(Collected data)
PR #6040, opened 2026-05-26
perfetto: move AppWakelock fields out-of-tree

sashwinbalaji:
First subsystem migration on top of the unified extensions registry. Moves
  `app_wakelock_bundle` (TracePacket tag 116) and `app_wakelock_info`
  (InternedData tag 42) out of the in-tree perfetto protos and into a new
  `frameworks_base.proto` under `protos/third_party/android/`.

  The wire tags don't change, so existing trace files parse the same way.
  The wrapper messages (`FrameworksBaseTracePacket`, `FrameworksBaseInternedData`)
  are the proto2 way of saying "these tags belong to TracePacket / InternedData
  but live in a different file." `frameworks_base.proto` only carries
  AppWakelock for now.

  Trace-processor and traceconv are updated to read through the wrapper
  classes instead of the old direct accessors.


src/trace_processor/importers/proto/app_wakelock_module.cc
```diff
@@ -97,7 +101,12 @@ ModuleResult AppWakelockModule::TokenizePacket(
     TraceBlobView tbv =
         context_->blob_packet_writer->WritePacket([&](auto* pkt) {
           pkt->set_timestamp(static_cast<uint64_t>(real_ts));
-          auto* event = pkt->set_app_wakelock_bundle();
```
LalitMaganti, line 100: This is not the right way to do this. There is special handling of extensions.

src/trace_processor/importers/proto/app_wakelock_module.cc
```diff
@@ -115,8 +124,11 @@ void AppWakelockModule::ParseTracePacketData(
     const TracePacketData&,
     uint32_t field_id) {
   switch (field_id) {
-    case TracePacket::kAppWakelockBundleFieldNumber:
-      ParseWakelockBundle(ts, decoder.app_wakelock_bundle());
+    case FrameworksBaseTracePacket::kAppWakelockBundleFieldNumber:
+      ParseWakelockBundle(
+          ts,
+          decoder.Get(FrameworksBaseTracePacket::kAppWakelockBundleFieldNumber)
+              .as_bytes());
```
LalitMaganti: As above.

src/trace_processor/importers/proto/app_wakelock_module.cc
sashwinbalaji: thnx for the review. it's not complete yet it was for me to check forgot to make it draft

PR #6058, opened 2026-05-28
tp: use raw ftrace timestamp in ftrace_event table via dual-push

rossning92:
Custom tokenizers (gpu_work_period, thermal_exynos_acpm_bulk, param_set_value_cpm, fwtp_perfetto_counter, fwtp_perfetto_slice) forge a different sorter timestamp to reposition events on the timeline. This caused the ftrace_event table to show the forged timestamp instead of the original kernel time.

Fix this by having each custom tokenizer push the event through the sorter twice: once at the raw ftrace timestamp for the ftrace_event table, and once at the forged timestamp for event-specific parsing. Both ftrace_event.ts and slice.ts remain SORTED.

This builds on #5809 which introduced FtraceData::raw_ts for drop-window checks, and is a prerequisite for #5817 (adreno cmdbatch parsing) which needs to forge gpu_start_ts for correct slice ordering.

Bug: N/A

### DIFF
--- a/src/trace_processor/importers/common/parser_types.h
+++ b/src/trace_processor/importers/common/parser_types.h
@@ -153,6 +153,11 @@ struct alignas(8) FtraceData {
   TraceBlobView packet;
   RefPtr<PacketSequenceStateGeneration> sequence_state;
   int64_t raw_ts = kRawTsUnset;
+  // Custom tokenizers that forge a different sorter timestamp push each
+  // event twice: once at raw_ts for the ftrace_event table, and once at
+  // the forged timestamp for event-specific parsing.
+  bool insert_ftrace_event = true;
+  bool parse_event = true;
 };
 static_assert(sizeof(FtraceData) % 8 == 0);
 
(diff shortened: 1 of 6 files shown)


src/trace_processor/importers/common/parser_types.h
```diff
@@ -153,6 +153,11 @@ struct alignas(8) FtraceData {
   TraceBlobView packet;
   RefPtr<PacketSequenceStateGeneration> sequence_state;
   int64_t raw_ts = kRawTsUnset;
+  // Custom tokenizers that forge a different sorter timestamp push each
```
LalitMaganti, line 156: It would be nice if we could utilize the negative values in `raw_ts` instead of bloating this struct.

rossning92: Thanks @LalitMaganti  I thought about it, for example, to have a boolean `skip_parser` + a negative or special value in `raw_ts` can certainly distinguish 3 scenarios 1) insert ftrace + parse 2) only insert 3) only parse 

But having two booleans (and since they translate to 1-bit flags and not take up extra bytes) might just be clearer for readability and maintenance?

LalitMaganti: Well in this case they will not translate to 2 bits, they will actually still be 2 byts here but you're right it might be questuioable given these are short lived structs. Let's leave as is.

LalitMaganti (approved):

sashwinbalaji (approved):

PR #6059, opened 2026-05-28
perfetto: add proto2 extension support to protozero and trace_processor

sashwinbalaji:
Adds the shared infrastructure needed to define and decode out-of-tree (OOT) proto extensions, independent of any specific extension:

- protozero TypedProtoDecoderBase::GetExtensionSlowly() for resolving extension fields whose ids exceed the highest in-tree field id.
- DescriptorPool / FieldDescriptor support for extension full names (ExtensionInfo carries the enclosing scope), with matching protozero_to_text / protozero_to_json formatting.
- text_to_proto extension support and the tracing_proto_extensions tool, including a --base-descriptor flag so leaf extension protos can be compiled against a prebuilt FileDescriptorSet instead of the full source closure.
- Refactor existing track_event and winscope extension decoding to use GetExtensionSlowly (behaviour-preserving for in-range fields).

### DIFF
--- a/include/perfetto/protozero/proto_decoder.h
+++ b/include/perfetto/protozero/proto_decoder.h
@@ -344,6 +344,43 @@ class PERFETTO_EXPORT_COMPONENT TypedProtoDecoderBase : public ProtoDecoder {
     return fields_[0];
   }
 
+  // Like Get(), but also resolves "extension" fields whose id exceeds the
+  // highest field id known in-tree at compile time (i.e. id >= num_fields_,
+  // which is MAX_FIELD_ID + 1). Such fields are NOT stored by ParseAllFields()
+  // -- e.g. fields carved out of TracePacket's `extensions 1000 to 1999`
+  // range. For in-tree ids this delegates to Get(); for extension ids it falls
+  // back to a linear re-scan of the buffer.
+  //
+  // NOTE: for *repeated* fields the slow path returns the FIRST occurrence
+  // (FindField semantics), whereas Get() returns the last. All current
+  // extension fields are singular submessages, so this is not observable today.
+  //
+  // TODO: make extension lookups fast without re-scanning the buffer. The
+  // blocker is that fields_ is indexed directly by field id (on_stack_storage_,
+  // or heap_storage_ after ExpandHeapStorage()), so it must be sized to the
+  // largest field id. That is fine for the densely-numbered in-tree fields, but
+  // extension ids are sparse and can be arbitrarily high (the OOT range starts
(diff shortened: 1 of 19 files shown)


include/perfetto/protozero/proto_decoder.h
```diff
@@ -344,6 +344,43 @@ class PERFETTO_EXPORT_COMPONENT TypedProtoDecoderBase : public ProtoDecoder {
...
+  //   - Replace the flat array with a two-level sparse map. Level 1 is a set of
+  //     id ranges built dynamically while decoding (these need not match the
+  //     static extensions.json allocations), e.g. tracked with a bitset. Level
+  //     2 maps an id within a matched range to a compact slot index.
+  //   - Back the slots with an object pool so repeated decodes reuse storage
+  //     and allocate ~zero: only a few decoders are live at any time, so the
+  //     pool stays small.
+  // This costs memory proportional to the extension fields actually present
+  // rather than to the max field id, and keeps the decode hot path
+  // allocation-free.
```
LalitMaganti, line 373: There needs to be a version of this in TypedProtoDwcoder as well which is templated.

src/tools/tracing_proto_extensions.cc
```diff
@@ -50,6 +51,38 @@ using trace_processor::json::SimpleJsonParser;
 
 namespace {
 
+// Collects type-resolution errors from the DescriptorPool (e.g. "X is not
```
LalitMaganti: Sorry but I don't understand why you need this.

src/tools/tracing_proto_extensions.cc
```diff
@@ -637,13 +671,52 @@ base::StatusOr<std::vector<uint8_t>> GenerateExtensionDescriptors(
...
+      // A shared dependency may appear in more than one base set; keep the
+      // first definition and ignore later duplicates (Add() rejects dupes).
+      google::protobuf::FileDescriptorProto existing;
+      if (!base_db.FindFileByName(file.name(), &existing)) {
+        base_db.Add(file);
+      }
+    }
+  }
+
+  // Prefer the prebuilt base descriptors, fall back to compiling from source.
```
LalitMaganti: The comments here and above seem a bit unnecessary.

sashwinbalaji: Primiano had a better way: go/pgh/6062

src/tools/tracing_proto_extensions.cc
sashwinbalaji: Primiano had a better way: go/pgh/6062

LalitMaganti (approved):

PR #6068, opened 2026-05-29
[State] Add protos to describe state tracks and events [1/4]

etiennep-chromium:
Based on https://github.com/google/perfetto/blob/rfcs/0023-updatable-track-event.md

[1/4]: This PR adds state track and events proto, with no support, but minimal changes to make the build succeed.

For reference, this is the full implementation: https://github.com/google/perfetto/pull/6068


LalitMaganti:
LG but Primiano should also comment.

protos/perfetto/trace/track_event/track_event.proto
```diff
@@ -376,6 +382,19 @@ message TrackEvent {
   optional ChromeMessagePump chrome_message_pump = 35;
   optional ChromeMojoEventInfo chrome_mojo_event_info = 38;
 
+  // Represents the state value for a state track.
+  message State {
+    // The built-in string state value.
+    optional string string_value = 1;
```
etiennep-chromium: Come to think of it we might want to intern this, so either
- we add string_value_iid
- we reuse TrackEvent::name and TrackEvent::name_iid
WDYT?

protos/perfetto/trace/extensions.json
```diff
@@ -86,6 +86,25 @@
         }
       ]
     },
+    {
+      "scope": "perfetto.protos.TrackEvent.State",
```
sashwinbalaji: pls also update the top level comment in this file 

```
    "protos. Three scopes are tracked here:",
    "  * TrackEvent   -- typed-event payloads emitted on a track (`extend TrackEvent`)",
    "  * TracePacket  -- top-level trace packet types (`extend TracePacket`)",
    "  * InternedData -- per-sequence interned data types (`extend InternedData`)",
    "",
```

protos/perfetto/trace/extensions.json
```diff
@@ -86,6 +86,25 @@
...
+        {
+          "name": "perfetto_tests",
+          "range": [9000, 9999],
+          "contact": "perfetto-dev@googlegroups.com",
+          "description": "Reserved for Perfetto unit and integration tests",
+          "proto": "protos/perfetto/trace/test_extensions.proto"
+        }
+      ]
+    },
+
```
sashwinbalaji: nit: remove the line

protos/perfetto/trace/track_event/track_event.proto
etiennep-chromium: (I went with option 2)

protos/perfetto/trace/track_event/track_event.proto
```diff
@@ -159,6 +159,12 @@ message TrackEvent {
     // that most other TrackEvent fields (e.g. categories, name, ..) are not
     // supported for TYPE_COUNTER events. See also CounterDescriptor.
     TYPE_COUNTER = 4;
+
+    // Event that provides a state value update for a state track. |track_uuid|
```
primiano: Could be helpful to say here two things:

1. "Thinks of this as a symbolic counter (a TYPE_COUNTER with literals rather then numbers)"
2. A link to [the RFC](https://github.com/google/perfetto/discussions/5549)

protos/perfetto/trace/extensions.json
```diff
@@ -86,6 +87,24 @@
         }
       ]
     },
+    {
```
primiano: Not a huge fan of this. Can we just use TrackEvent extensions without creating extra nesting and a new scope here?
I don't want to set the precedent of "every new thing creates a new scope".

Is there a good reason for not just using TrackEvent extensions?

protos/perfetto/trace/track_event/track_event.proto
```diff
@@ -376,6 +382,16 @@ message TrackEvent {
   optional ChromeMessagePump chrome_message_pump = 35;
   optional ChromeMojoEventInfo chrome_mojo_event_info = 38;
 
+  // Represents the state value for a state track.
+  message State {
```
primiano: see my other comment in the JSON. why this is nested rather than just using standard extension ranges flattened below?

primiano (commented):
So overall makes sense, my main comment is about avoiding the nested message and creating yet another scope in the json extension. 
I'll update the RFC 23 to discuss there

protos/perfetto/trace/extensions.json
etiennep-chromium: Reverted to unblock, since this is being discussed in RFC

etiennep-chromium:
Updated to punt the typed state, so we can unblock the uncontroversial part.

primiano (approved):

PR #6077, opened 2026-05-30
tp: fix parsing of asterik/star in Pigweed messages

LalitMaganti:


src/trace_processor/importers/proto/pigweed_detokenizer.cc
```diff
@@ -139,13 +140,54 @@ base::StatusOr<DetokenizedString> PigweedDetokenizer::Detokenize(
...
+    if (old_ptr == ptr) {
+      return false;
+    }
+    *out = ::protozero::proto_utils::ZigZagDecode(raw);
+    return true;
+  };
+
   std::vector<std::variant<int64_t, uint64_t, double>> args;
   std::vector<std::string> args_formatted;
   for (Arg arg : format->args()) {
```
sashwinbalaji: nit: const ref

src/trace_processor/importers/proto/pigweed_detokenizer.cc
```diff
@@ -139,13 +140,54 @@ base::StatusOr<DetokenizedString> PigweedDetokenizer::Detokenize(
...
     char buffer[kFormatBufferSize];
-    const char* fmt = arg.format.c_str();
     size_t formatted_size;
 
+    // Resolve any '*' field width / precision wildcards. Each consumes an extra
+    // integer argument from the payload, which we substitute into the format
+    // string so that exactly one variadic value remains for SprintfTrunc. Not
+    // doing so would let vsnprintf read uninitialized memory.
+    std::string resolved_fmt = arg.format;
+    if (arg.width_star) {
```
sashwinbalaji: nit: since these if cases are rare can we structure it so that we dont creat a new string resolved_fmt when none of the if is true ?

sashwinbalaji (approved):

PR #6082, opened 2026-06-01
perfetto: attribute TraceBufferV2 data loss by cause

sashwinbalaji:
When investigating data loss in the field, previous_packet_dropped only
told us *that* packets were dropped, never *why*. This widens the field
from a bool to a uint32 cause bitmask so a reported drop also carries
its cause.

Bit 0 (value 1) is the generic "dropped" flag and preserves the old
bool semantics: any nonzero value means dropped, and it stays what
TraceBufferV1 and producer-signalled drops emit. TraceBufferV2
additionally sets a bit identifying the cause: read gap, chunk
corrupted, orphan continuation, reassembly gap, reassembly broken
chain, overwrite, or trace-writer drop.


src/tracing/core/trace_writer_impl.cc
```diff
@@ -183,8 +183,10 @@ TraceWriterImpl::TracePacketHandle TraceWriterImpl::NewTracePacket() {
     if (PERFETTO_UNLIKELY(was_dropping_packets)) {
       // We've succeeded to get a new chunk from the SMB after we entered
       // drop_packets_ mode. Record a marker into the new packet to indicate the
-      // data loss.
-      cur_packet_->set_previous_packet_dropped(true);
+      // data loss. The producer can't attribute a cause, so it sets the bare
+      // DATA_LOSS_PRESENT bit.
+      cur_packet_->set_previous_packet_dropped(
```
primiano, line 189: the comment is not correct, there is only one reason why we get here, it is when we cannot find a chunk in the SMB; the smb is full. we should 100% have a dedicated flag for this, and set it here in an OR.

src/tracing/service/trace_buffer_v1.cc
```diff
@@ -666,7 +666,8 @@ bool TraceBufferV1::ReadNextTracePacket(
         if (PERFETTO_LIKELY(result == ReadPacketResult::kSucceeded)) {
           *sequence_properties = {trusted_producer_id, client_identity,
                                   writer_id};
-          *previous_packet_on_sequence_dropped = previous_packet_dropped;
+          *previous_packet_on_sequence_dropped =
+              previous_packet_dropped ? 1 : 0;
```
primiano: !!prev_pack_dropped (But also doens't matter)

primiano (approved):

PR #6083, opened 2026-06-01
ui: QueryPage: read sidebar-visible setting inline

gignat-dev:
oninit cached sidebarVisibleSetting.get() into a private field, so a change to the setting made on the Settings page wasn't reflected by an already-mounted QueryPage.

What the task asks
Of the entries listed above, reproduce only the lines starting at the line containing "last. All current" and ending at the line containing "the buffer. The". Include both, exactly as they stand.

Written solution
+  // (FindField semantics), whereas Get() returns the last. All current
+  // extension fields are singular submessages, so this is not observable today.
+  //
+  // TODO: make extension lookups fast without re-scanning the buffer. The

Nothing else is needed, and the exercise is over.